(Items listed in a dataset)
-=-=-

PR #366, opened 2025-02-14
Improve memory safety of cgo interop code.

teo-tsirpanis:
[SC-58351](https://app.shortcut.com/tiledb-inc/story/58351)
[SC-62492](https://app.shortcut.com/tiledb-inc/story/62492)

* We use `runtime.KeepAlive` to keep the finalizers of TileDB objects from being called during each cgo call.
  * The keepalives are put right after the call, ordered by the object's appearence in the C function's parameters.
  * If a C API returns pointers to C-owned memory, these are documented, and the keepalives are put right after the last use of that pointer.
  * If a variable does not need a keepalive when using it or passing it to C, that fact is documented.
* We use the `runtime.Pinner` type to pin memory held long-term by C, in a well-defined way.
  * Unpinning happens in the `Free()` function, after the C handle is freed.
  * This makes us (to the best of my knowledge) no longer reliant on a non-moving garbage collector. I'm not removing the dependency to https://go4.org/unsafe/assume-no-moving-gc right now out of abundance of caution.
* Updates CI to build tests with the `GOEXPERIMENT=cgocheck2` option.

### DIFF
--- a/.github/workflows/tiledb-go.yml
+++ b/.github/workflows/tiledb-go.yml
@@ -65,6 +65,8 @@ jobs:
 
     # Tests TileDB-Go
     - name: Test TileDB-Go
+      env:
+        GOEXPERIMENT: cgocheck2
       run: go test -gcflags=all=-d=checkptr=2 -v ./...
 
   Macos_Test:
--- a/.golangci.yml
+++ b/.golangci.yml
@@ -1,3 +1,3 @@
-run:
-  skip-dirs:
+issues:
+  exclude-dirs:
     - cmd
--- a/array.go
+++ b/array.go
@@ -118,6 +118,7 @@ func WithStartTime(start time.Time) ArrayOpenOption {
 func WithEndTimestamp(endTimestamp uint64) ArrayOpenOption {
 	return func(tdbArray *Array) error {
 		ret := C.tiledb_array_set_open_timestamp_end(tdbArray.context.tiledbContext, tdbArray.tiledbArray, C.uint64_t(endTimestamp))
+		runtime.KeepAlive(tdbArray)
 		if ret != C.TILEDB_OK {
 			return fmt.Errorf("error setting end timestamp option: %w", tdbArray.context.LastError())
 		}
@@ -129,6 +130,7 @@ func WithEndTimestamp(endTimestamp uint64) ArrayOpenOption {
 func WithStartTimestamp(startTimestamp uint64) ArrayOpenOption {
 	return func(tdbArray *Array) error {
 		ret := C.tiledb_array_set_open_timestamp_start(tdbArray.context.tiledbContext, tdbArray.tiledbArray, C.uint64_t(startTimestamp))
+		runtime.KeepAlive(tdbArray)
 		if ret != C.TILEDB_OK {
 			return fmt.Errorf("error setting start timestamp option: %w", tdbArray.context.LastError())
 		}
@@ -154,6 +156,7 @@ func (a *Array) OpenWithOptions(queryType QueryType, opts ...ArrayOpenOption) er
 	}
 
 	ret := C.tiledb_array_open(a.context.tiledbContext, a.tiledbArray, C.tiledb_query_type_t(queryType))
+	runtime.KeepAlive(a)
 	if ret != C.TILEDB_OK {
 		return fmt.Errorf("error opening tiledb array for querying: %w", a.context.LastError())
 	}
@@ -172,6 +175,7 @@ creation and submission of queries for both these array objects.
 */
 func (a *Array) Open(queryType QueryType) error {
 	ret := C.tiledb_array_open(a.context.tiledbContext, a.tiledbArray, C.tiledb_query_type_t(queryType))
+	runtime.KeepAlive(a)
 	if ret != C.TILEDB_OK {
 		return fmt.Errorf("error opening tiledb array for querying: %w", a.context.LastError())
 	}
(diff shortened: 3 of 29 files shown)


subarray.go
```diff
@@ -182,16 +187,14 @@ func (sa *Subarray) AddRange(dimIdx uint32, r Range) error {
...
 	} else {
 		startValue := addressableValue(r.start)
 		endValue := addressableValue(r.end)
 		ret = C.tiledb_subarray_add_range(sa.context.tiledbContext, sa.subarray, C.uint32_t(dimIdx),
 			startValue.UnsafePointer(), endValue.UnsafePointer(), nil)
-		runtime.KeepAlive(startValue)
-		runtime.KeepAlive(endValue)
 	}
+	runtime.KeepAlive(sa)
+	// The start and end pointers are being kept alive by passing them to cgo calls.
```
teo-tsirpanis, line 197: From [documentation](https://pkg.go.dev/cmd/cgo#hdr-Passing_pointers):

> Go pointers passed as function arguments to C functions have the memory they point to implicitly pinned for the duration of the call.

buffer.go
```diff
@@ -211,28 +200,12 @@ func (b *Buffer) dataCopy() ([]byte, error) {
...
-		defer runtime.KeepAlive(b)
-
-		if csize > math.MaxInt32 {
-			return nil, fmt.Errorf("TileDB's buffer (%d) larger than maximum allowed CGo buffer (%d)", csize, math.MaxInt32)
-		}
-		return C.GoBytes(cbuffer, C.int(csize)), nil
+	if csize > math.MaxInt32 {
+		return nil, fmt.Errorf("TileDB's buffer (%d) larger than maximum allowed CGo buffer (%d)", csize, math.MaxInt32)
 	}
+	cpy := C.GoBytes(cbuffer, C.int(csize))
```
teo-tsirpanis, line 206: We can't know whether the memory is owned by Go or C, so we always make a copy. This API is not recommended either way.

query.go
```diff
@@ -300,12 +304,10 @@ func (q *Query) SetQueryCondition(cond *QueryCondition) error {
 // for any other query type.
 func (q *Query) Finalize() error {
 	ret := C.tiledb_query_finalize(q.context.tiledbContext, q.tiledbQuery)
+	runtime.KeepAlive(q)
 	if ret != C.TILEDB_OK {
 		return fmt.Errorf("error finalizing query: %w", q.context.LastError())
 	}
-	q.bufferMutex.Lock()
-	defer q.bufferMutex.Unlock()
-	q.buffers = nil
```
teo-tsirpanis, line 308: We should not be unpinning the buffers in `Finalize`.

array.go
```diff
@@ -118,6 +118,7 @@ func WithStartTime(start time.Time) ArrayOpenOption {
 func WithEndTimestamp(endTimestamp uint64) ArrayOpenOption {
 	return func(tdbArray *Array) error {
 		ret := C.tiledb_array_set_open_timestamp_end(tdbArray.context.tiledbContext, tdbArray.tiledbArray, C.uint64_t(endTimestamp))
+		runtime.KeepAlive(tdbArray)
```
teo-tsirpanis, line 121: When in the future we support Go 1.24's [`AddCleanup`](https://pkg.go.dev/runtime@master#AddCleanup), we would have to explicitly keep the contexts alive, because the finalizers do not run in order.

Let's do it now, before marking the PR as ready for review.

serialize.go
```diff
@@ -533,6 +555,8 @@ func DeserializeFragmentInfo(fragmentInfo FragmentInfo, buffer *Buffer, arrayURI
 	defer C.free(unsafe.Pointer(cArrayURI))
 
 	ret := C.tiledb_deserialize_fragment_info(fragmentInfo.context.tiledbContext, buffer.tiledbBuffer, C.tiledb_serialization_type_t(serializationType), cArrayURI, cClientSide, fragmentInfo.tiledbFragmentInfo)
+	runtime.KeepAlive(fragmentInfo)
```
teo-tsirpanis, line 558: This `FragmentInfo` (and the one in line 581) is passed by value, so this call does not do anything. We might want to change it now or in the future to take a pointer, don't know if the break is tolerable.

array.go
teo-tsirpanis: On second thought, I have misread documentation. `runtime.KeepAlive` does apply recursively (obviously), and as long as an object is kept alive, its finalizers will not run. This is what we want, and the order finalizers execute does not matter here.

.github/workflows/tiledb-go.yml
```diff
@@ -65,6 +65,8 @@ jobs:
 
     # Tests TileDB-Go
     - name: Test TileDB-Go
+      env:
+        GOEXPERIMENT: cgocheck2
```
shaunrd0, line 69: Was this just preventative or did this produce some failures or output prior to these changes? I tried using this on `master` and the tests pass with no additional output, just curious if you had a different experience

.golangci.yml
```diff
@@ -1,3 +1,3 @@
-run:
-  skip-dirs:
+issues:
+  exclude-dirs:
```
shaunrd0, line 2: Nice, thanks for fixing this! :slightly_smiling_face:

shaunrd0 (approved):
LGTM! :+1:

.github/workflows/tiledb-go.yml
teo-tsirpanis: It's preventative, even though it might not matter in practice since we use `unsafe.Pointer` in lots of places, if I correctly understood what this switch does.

-=-=-

- WHAT THE TASK ASKS -
Exactly as they appear, retype the lines from the start of the records through the line containing "each cgo call.".

- RESPONSE AREA -
PR #366, opened 2025-02-14
Improve memory safety of cgo interop code.

teo-tsirpanis:
[SC-58351](https://app.shortcut.com/tiledb-inc/story/58351)
[SC-62492](https://app.shortcut.com/tiledb-inc/story/62492)

* We use `runtime.KeepAlive` to keep the finalizers of TileDB objects from being called during each cgo call.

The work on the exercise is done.